What this task involves.
The entries below hold a line with "I have withdrawn my rejection." and a line with "- Create at least one segment[^1]". Return those lines and all that lie between them, exactly and only.
= = = = =
PR #38496, opened 2024-02-06
Lock :display when using 'zoom' in Dashboard

### LINKED ISSUE #38307: Zoom in from dashboard change visualization
### Describe the bug

When a question use the bar chart visualization, if you click on "Zoom in" directly from the question, the zoom is displayed as a bar chart.
But, when this question is on a dashboard, then "Zoom in" clicked from the dashbord displays the question as a line chart.

### To Reproduce

Create a question that sums a value by "date > day"
Set visualisation to bar chart
Save the question
Add the question to a dashbord
From the dashbord, on the question click on Zoom In to see the value by hour
--> the question is displayed as a line chart

### Expected behavior

The question should use its initial visualization after zoom in

### Logs

_No response_

```JSON
{
  "browser-info": {
    "language": "fr",
    "platform": "Win32",
    "userAgent": "Mozilla/5.0 (Windows NT 10.0; Win64; x64; rv:109.0) Gecko/20100101 Firefox/115.0",
    "vendor": ""
  },
  "system-info": {
    "file.encoding": "UTF-8",
    "java.version": "11.0.21",
    "os.name": "Linux",
    "os.version": "5.14.0-362.8.1.el9_3.x86_64",
    "user.language": "en",
    "user.timezone": "GMT"
  },
  "metabase-info": {
    "databases": [
      "postgres"
    ],
    "hosting-env": "unknown",
      "database": {
        "name": "PostgreSQL",
        "version": "15.5 (Debian 15.5-1.pgdg120+1)"
      },
      "jdbc-driver": {
        "version": "42.6.0"
      }
    },
    "run-mode": "prod",
    "version": {
      "date": "2024-01-11",
      "tag": "v0.48.3",
      "hash": "80d8323"
    },
    "settings": {
      "report-timezone": "Europe/Berlin"
    }
  }
}
```

### Severity

Low

### Additional context

_No response_

adam-james-v:
Fixes: #38307

Changing the drill query to lock the Question's display solves the issue where the display from the card is not used when doing a zoom drill through action from a Dashboard. 

When doing a zoom from a Question, the display was already locked. So now it's just also locked in the dashboard case.

https://github.com/metabase/metabase/assets/21064735/56960ec6-9bc1-4072-9e5c-707d98f0653d


kulyk:
Looks good to me, I think this should ideally be approved by @metabase/querying-components though
Drills are very metabase-lib driven, and its mostly QC's area of knowledge

e2e/test/scenarios/dashboard-cards/dashboard-drill.cy.spec.js
```diff
@@ -645,6 +645,41 @@ describe("scenarios > dashboard > dashboard drill", () => {
     });
   });
 
+  it("should keep card's display when doing zoom drill-through from dashboard (metabase#38307)", () => {
+    cy.log("Create a question");
```
kulyk, line 649: nit: i think the test is readable without the logs too 👍

e2e/test/scenarios/dashboard-cards/dashboard-drill.cy.spec.js
```diff
@@ -645,6 +645,41 @@ describe("scenarios > dashboard > dashboard drill", () => {
...
+        breakout: [["field", REVIEWS.CREATED_AT, { "temporal-unit": "month" }]],
+      },
+      display: "bar",
+    }).then(({ body: { id: QUESTION_ID } }) => {
+      cy.createDashboard().then(({ body: { id: DASHBOARD_ID } }) => {
+        cy.log("Add question to the dashboard");
+        addOrUpdateDashboardCard({
+          card_id: QUESTION_ID,
+          dashboard_id: DASHBOARD_ID,
+        });
```
kulyk, line 665: We can use [`cy.createQuestionAndDashboard` command](https://github.com/metabase/metabase/blob/master/e2e/support/commands/api/composite/createQuestionAndDashboard.js) to do all that

kulyk (commented):
LGTM, left two ideas on how to improve the tests

kulyk (approved):
LGTM, left two ideas on how to improve the tests

e2e/test/scenarios/dashboard-cards/dashboard-drill.cy.spec.js
adam-james-v: Ah, thanks for pointing that out :)

e2e/test/scenarios/dashboard-cards/dashboard-drill.cy.spec.js
adam-james-v: Good point. Got rid of logs those logs.

frontend/src/metabase/querying/utils/drills/query-drill.ts
```diff
@@ -18,6 +18,12 @@ export function queryDrill(
     clicked?.dimensions,
   );
 
+  const isDashboard = clicked?.extraData?.dashboard != null;
+
+  if (isDashboard) {
+    question = question.lockDisplay();
+  }
```
kamilmielnik, line 25: Consider this:
1. Create a question [like this](https://github.com/metabase/metabase/assets/6830683/5ff06e5c-3f7c-4c91-a7b0-193fa7a6a832), visualize it as pie chart, save it and add it to a dashboard
2. Now in the dashboard, click on data in the pie chart, select "Break out by..." -> "Location" -> "State"

In `master`, this will result in a nice [US map](https://github.com/metabase/metabase/assets/6830683/c3829281-0ac2-41be-a67c-bc03d10c84db).
With this change, we are presented with a [pie chart](https://github.com/metabase/metabase/assets/6830683/1444420a-526c-4f8c-ab8c-f50b6ae1ac92) - definitely 

From this we can conclude that it's not desired to simply always lock the display.

----

The condition when to lock the display will have to be more sophisticated.

kamilmielnik (dismissed):

frontend/src/metabase/querying/utils/drills/query-drill.ts
kamilmielnik: > When doing a zoom from a Question, the display was already locked.

This may be incorrect, as I would expect the above scenario to yield a US map both in dashboard and a question view.

adam-james-v: Ah this is a great point thanks. 
I will reconsider my approach and have a closer look at my assumptions about locking display in questions too.

adam-james-v: @kamilmielnik I tried your example on Stats but was unable to get the map. Any time I did the zoom in it still brought me to another pie chart. Could you perhaps show a quick screen recording? Or some more screenshots showing exactly how you achieved that?

kamilmielnik: @adam-james-v this is from yesterday's `master`:

https://github.com/metabase/metabase/assets/6830683/2c227064-95f6-48bd-b6c1-8f896ac98e02

kamilmielnik: Nice! I like the simplicity of the solution.

I could not come up with any counter-examples to this scenario but it does not mean they're not there.
Maybe it'd be a good idea to get product team's approval before we merge this change.

I have withdrawn my rejection.
It looks like the test this PR adds is failing in CI.

PR #38500, opened 2024-02-07
[MLv2] Migrate `usesSegment` using new question filter from the `GET /api/card endpoint`

### LINKED ISSUE #37511: [MLv2] [FE] Migrate `usesSegment`
Blocked by https://github.com/metabase/metabase/issues/37688

https://github.com/metabase/metabase/blob/ba9375171cd4b43a61f2eab082e2377348e2881b/frontend/src/metabase-lib/Question.ts#L571

This is used in data reference to display the list of questions that use this metric:
Screenshot 2024-01-15 at 13 05 09

It loads all questions available to this user via `GET /api/card` and then filters them with `usesSegment` method. This is not great and the correct way to do it would be to add `metric-id` parameter to `GET /api/card` that would return cards (questions) that are available to the current user and use this metric.

nemanjaglumac:
Prerequisite for this PR was https://github.com/metabase/metabase/issues/37688. It's been merged to `master`.

### What does this PR do?
Migrates `usesSegment` method on the `Question` prototype using new question filter from the `GET /api/card endpoint`

It achieves this by relying on our entities framework, and by directly loading filtered questions using `Questions.loadList()`.
Both the selector `getSegmentQuestions` and the Question method `usesSegment ` are not needed anymore so this PR removes them.

### How to test?
- Create at least one segment[^1]
- Create a few questions that use that segment and save them
- Navigate to `/reference/segments/:segment-id/questions` and make sure that only questions that use this segment are displayed
- Additionally, all tests should still pass
image

Resolves #37511 

[^1]: https://www.metabase.com/docs/latest/data-modeling/segments-and-metrics

### DIFF
--- a/frontend/src/metabase/reference/segments/SegmentQuestions.jsx
+++ b/frontend/src/metabase/reference/segments/SegmentQuestions.jsx
@@ -1,7 +1,6 @@
 /* eslint "react/prop-types": "warn" */
 import PropTypes from "prop-types";
 import { connect } from "react-redux";
-import _ from "underscore";
 // eslint-disable-next-line no-restricted-imports -- deprecated usage
 import moment from "moment-timezone";
 import { t } from "ttag";
--- a/frontend/src/metabase/reference/segments/SegmentQuestions.jsx
+++ b/frontend/src/metabase/reference/segments/SegmentQuestions.jsx
@@ -1,5 +1,4 @@
 /* eslint "react/prop-types": "warn" */
-import { Component } from "react";
 import PropTypes from "prop-types";
 import { connect } from "react-redux";
 import _ from "underscore";
@@ -9,6 +8,7 @@ import { t } from "ttag";
 import visualizations from "metabase/visualizations";
 import * as Urls from "metabase/lib/urls";
 
+import { useQuestionListQuery } from "metabase/common/hooks";
 import S from "metabase/components/List/List.css";
 
 import List from "metabase/components/List";
@@ -16,20 +16,13 @@ import ListItem from "metabase/components/ListItem";
 import AdminAwareEmptyState from "metabase/components/AdminAwareEmptyState";
 import LoadingAndErrorWrapper from "metabase/components/LoadingAndErrorWrapper";
 
-import Questions from "metabase/entities/questions";
-
 import * as metadataActions from "metabase/redux/metadata";
 import { getMetadata } from "metabase/selectors/metadata";
 import ReferenceHeader from "../components/ReferenceHeader";
 
 import { getQuestionUrl } from "../utils";
 
-import {
-  getError,
-  getLoading,
-  getTableBySegment,
-  getSegment,
-} from "../selectors";
+import { getTableBySegment, getSegment } from "../selectors";
 
 const emptyStateData = (table, segment, metadata) => {
   return {
@@ -47,8 +40,6 @@ const emptyStateData = (table, segment, metadata) => {
 const mapStateToProps = (state, props) => ({
   segment: getSegment(state, props),
   table: getTableBySegment(state, props),
-  loading: getLoading(state, props),
-  loadingError: getError(state, props),
   metadata: getMetadata(state),
 });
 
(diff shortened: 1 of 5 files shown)


frontend/src/metabase/reference/segments/SegmentQuestions.jsx
```diff
@@ -118,4 +125,14 @@ class SegmentQuestions extends Component {
   }
 }
 
-export default connect(mapStateToProps, mapDispatchToProps)(SegmentQuestions);
+export default _.compose(
+  Questions.loadList({
```
kamilmielnik, line 129: :x:

`entityListLoader` is deprecated, so I'd say `entity.loadList` is [deprecated as well](https://github.com/metabase/metabase/blob/a989649ffd3310b14b7fcd694f25b9e3fb02c14a/frontend/src/metabase/entities/containers/index.js#L27-L28).

We should use `useQuestionListQuery` here and update `CardFilterOption` type.

Bonus points for marking `entity.loadList` as deprecated.

frontend/src/metabase/reference/segments/SegmentQuestions.jsx
```diff
@@ -83,22 +90,22 @@ class SegmentQuestions extends Component {
...
+            questions.length > 0 ? (
               <div className="wrapper wrapper--trim">
                 <List>
-                  {Object.values(entities).map(
-                    entity =>
-                      entity &&
-                      entity.id &&
-                      entity.name && (
+                  {questions.map(
+                    ({ _card: question }) =>
```
kamilmielnik, line 97: Card is not exactly a Question, the rename is not entirely correct.

kamilmielnik (changes requested):

frontend/src/metabase/reference/segments/SegmentQuestions.jsx
nemanjaglumac: Two points:
- `useQuestionListQuery` most likely has a bug and doesn't work with filter `f`
- even if it did work, you can't use a hook with a class component, and converting this to the functional component is useless since this whole UI will soon be removed

I spoke to @ranquild yesterday and he confirmed to not bother with the conversion to the functional component.

frontend/src/metabase/reference/segments/SegmentQuestions.jsx
nemanjaglumac: I agree.
But the file is called SegmentQuestions. If I start renaming, I'll have to go all the way.

ranquild: Getting access to the underlying _card seems not great. Could you use Question methods instead?

frontend/src/metabase/reference/segments/SegmentQuestions.jsx
ranquild: If converting to a functional component is easy - let’s do it, otherwise that’s not that important here imho

frontend/src/metabase/reference/segments/SegmentQuestions.jsx
nemanjaglumac: It was impossible only in two places.
1. `card.created_at` and
2. `card.creator.common_name`

I've used question methods for everything else.
https://github.com/metabase/metabase/pull/38500/commits/e79a1332fdeb37d939e39473d02dd61f451353ff

frontend/src/metabase/reference/segments/SegmentQuestions.jsx
nemanjaglumac: Done!
And the `useQuestionListQuery` works! 🚀 

Thanks for the encouragement to go down this route.

frontend/src/metabase/reference/segments/SegmentQuestions.jsx
```diff
@@ -46,76 +39,73 @@ const emptyStateData = (table, segment, metadata) => {
...
-            )
-          }
-        </LoadingAndErrorWrapper>
-      </div>
-    );
-  }
-}
+                  return (
+                    question.id() &&
+                    question.displayName() && (
```
nemanjaglumac, line 76: I removed the superfluous check for `question &&` because [we wouldn't even reach this part if the array was empty](https://github.com/metabase/metabase/pull/38500/files#diff-d11769a4e0e90d45028548d93dfa62c4103fc55604634235a6e20307140aa312R68).

ranquild (approved):
Could you expose created_at and creator as Question methods to avoid using card() directly?

frontend/src/metabase/reference/segments/SegmentQuestions.jsx
```diff
@@ -46,76 +37,68 @@ const emptyStateData = (table, segment, metadata) => {
...
-    metadata: PropTypes.object.isRequired,
-  };
+export const SegmentQuestions = ({ style, table, segment, metadata }) => {
+  const {
+    data = [],
+    isLoading,
+    error,
+  } = useQuestionListQuery({
+    query: { f: "using_segment", model_id: segment.id },
+    enabled: true,
```
kamilmielnik, line 54: `enabled` is `true` by default. I double-checked and it works if we skip it.

```suggestion
```

kamilmielnik (approved):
= = = = =
Finished exercise.
I have withdrawn my rejection.
It looks like the test this PR adds is failing in CI.

PR #38500, opened 2024-02-07
[MLv2] Migrate `usesSegment` using new question filter from the `GET /api/card endpoint`

### LINKED ISSUE #37511: [MLv2] [FE] Migrate `usesSegment`
Blocked by https://github.com/metabase/metabase/issues/37688

https://github.com/metabase/metabase/blob/ba9375171cd4b43a61f2eab082e2377348e2881b/frontend/src/metabase-lib/Question.ts#L571

This is used in data reference to display the list of questions that use this metric:
Screenshot 2024-01-15 at 13 05 09

It loads all questions available to this user via `GET /api/card` and then filters them with `usesSegment` method. This is not great and the correct way to do it would be to add `metric-id` parameter to `GET /api/card` that would return cards (questions) that are available to the current user and use this metric.

nemanjaglumac:
Prerequisite for this PR was https://github.com/metabase/metabase/issues/37688. It's been merged to `master`.

### What does this PR do?
Migrates `usesSegment` method on the `Question` prototype using new question filter from the `GET /api/card endpoint`

It achieves this by relying on our entities framework, and by directly loading filtered questions using `Questions.loadList()`.
Both the selector `getSegmentQuestions` and the Question method `usesSegment ` are not needed anymore so this PR removes them.

### How to test?
- Create at least one segment[^1]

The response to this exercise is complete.